Als er noch stark war, kam er erst nach Feierabend, irgendwann aber wurde die Firma verkauft und er weg reduziert. Es dauerte nicht lange und Karl kam immer früher in die Kneipe, hat auf seine alte Truppe gewartet, schon mal eins, zwei später sogar drei vorweg getrunken und am Abend dann den Heimweg für alle hinaus gezögert. Bernd blieb noch am Längsten bei ihm doch irgendwann ist die Truppe gar nicht mehr gekommen, hat wo anders den Abend gefeiert, ganz ohne Karl. Er öffnet die Tür der Kneipe und blickt in den hell werdenden Morgen, senkt seinen Blick, zieht den Kopf zwischen die Schultern und geht nach Hause. Die Straße muss er nur hinunter laufen, dann die erste links, bei dem dritten Hauseingang bleibt er stehen, pfriemelt einen Schlüssel aus der Hosentasche und schließt auf.
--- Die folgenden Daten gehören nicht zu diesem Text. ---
PR #785, opened 2018-08-27
Minor improvements

kinow:
Mentioned in another ticket that I had a few minor improvements to submit. All of these were found with PhpStorm, which I have been using for another project (normally use Eclipse). Simply downloaded a copy with my apache e-mail (free :tada: ), imported the project, and then did an "Inspect Code".

I think it will be easier to review each commit, as I tried to group the enhancements as they appeared in PhpStorm.

Some other interesting entries **not included in this commit** as I think it would require further analysis:

- unnecessary `\.` in JS regex
- Inconsistent return points: several missing return statement (some functions have a return, but if there is an error, it doesn't return anything, nor throws any exception)
- Duplicate array keys: In RestController, around line 228, an array with values is created to be returned. But if you look closer, and search for `title`, you will see that it first is set to `rdfs:label`, and then set again in the array to `dct:title` (@osma not in this commit, as I am not sure which one is correct)
- Void function result used: in controllers, we are using something like `return $this->returnError(....)`, but actually, the returnError does not return. It sets headers and echoes. I _think_ PHP stops the code execution and returns too, being lenient here. But it could change in the future. Will put another ticket for it someday

If we started using a bit more of type setting (e.g. `function blabla(): bool`, also phpdocs annotations, and those nice `@var $ret array`, etc) I think we could spot more probable bugs, and make the code simpler. I am working with a senior symfony guy, who is teaching me a few more tricks while helping on a project he recently set up. Might come back later with a few more ideas later :-) :running_man:

### DIFF
--- a/model/ConceptPropertyValueLiteral.php
+++ b/model/ConceptPropertyValueLiteral.php
@@ -67,7 +67,6 @@ class ConceptPropertyValueLiteral extends VocabularyDataObject
 
     public function hasXlProperties()
     {
-        $ret = array();
         $graph = $this->resource->getGraph();
         $resources = $graph->resourcesMatching('skosxl:literalForm', $this->literal);
         return !empty($resources);
--- a/model/LabelSkosXL.php
+++ b/model/LabelSkosXL.php
@@ -9,7 +9,7 @@ class LabelSkosXL extends DataObject
     }
 
     public function getPrefLabel() {
-        $label;
+        $label = null;
         $labels = $this->resource->allResources('skosxl:prefLabel');
         foreach($labels as $labres) {
             $label = $labres->getLiteral('skosxl:literalForm');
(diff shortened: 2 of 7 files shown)


kinow:
Will wait to see what are the test results in Travis CI. In my environment 5 tests failed, but I suspect due to my PHP 7.2. They failed with "Cannot use stdClass as Object because 'Object' is a special class name", and it looks like it's being fixed right now in JsonLD -> https://github.com/lanthaler/JsonLD/pull/79

kinow:
Tests that failed in my environment:

- ConceptTest::testExternalResourceReifications
- ConceptTest::testProcessExternalResource
- ModelTest::testGetRDFWithVocidAndURIasJSON
- ModelTest::testGetResourceFromUri
- RestControllerTest::testDataAsJson

PR #1241, opened 2021-11-10
Remove float property of reified property element

### LINKED ISSUE #1238: Layout bug in display of notes
https://skosmos.dev.finto.fi/stw/en/page/?uri=http%3A%2F%2Fzbw.eu%2Fstw%2Fdescriptor%2F10286-6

Im Hausflur hängen die ordentlich geleerten Briefkästen all der Nachbarn, die ihn meiden. Aus seinem Briefkasten quillt in Plastik eingepackte Werbung. Die Nachbarn finden den Anblick nicht schön. Eines Morgens standen sie vor ihm, haben im Hausflur auf ihn gewartet und es ihm gesagt, aber dann ist er an ihnen vorbei gegangen, hat die Tür hinter sich ins Schloss fallen lassen und sich wieder in seine Kuhle gesetzt. Aus Gewohnheit macht er den Fernseher an, schaut aber nicht hinein. Er sitzt einfach da, isst Fisch aus der Dose. Die Fernbedienung liegt dicht an seinem Schenkel. Ihre Zahlenknöpfe sind abgewetzt. Das Fach, in dem die Batterien stecken, ist mit braunem Klebeband fixiert. Der Aus-Knopf leuchtet kräftig rot. Durch die zugezogenen Vorhänge kommt kaum Licht in das Wohnzimmer. Die Luft ist verbraucht und Karl nickt ein, verliert sich im Traum: Er träumt, wie die zu langen Tage ein Ende nehmen, das morgen sein neues Leben anfängt und am Tag darauf scheint wieder die Sonne. Er lacht mit Kollegen, setzt sich wieder ein Limit und dann passiert es: Ein Gemisch aus unverdautem Fisch und Magensäure wälzt sich die Speiseröhre hinauf. Seine Mundwinkel verziehen sich, doch er träumt lieber. Mit letzter Kraft hebt sich seine Brust und dann erstickt er an dem, was ihm im Halse Stecken bleibt. Zu bequem ist der Traum.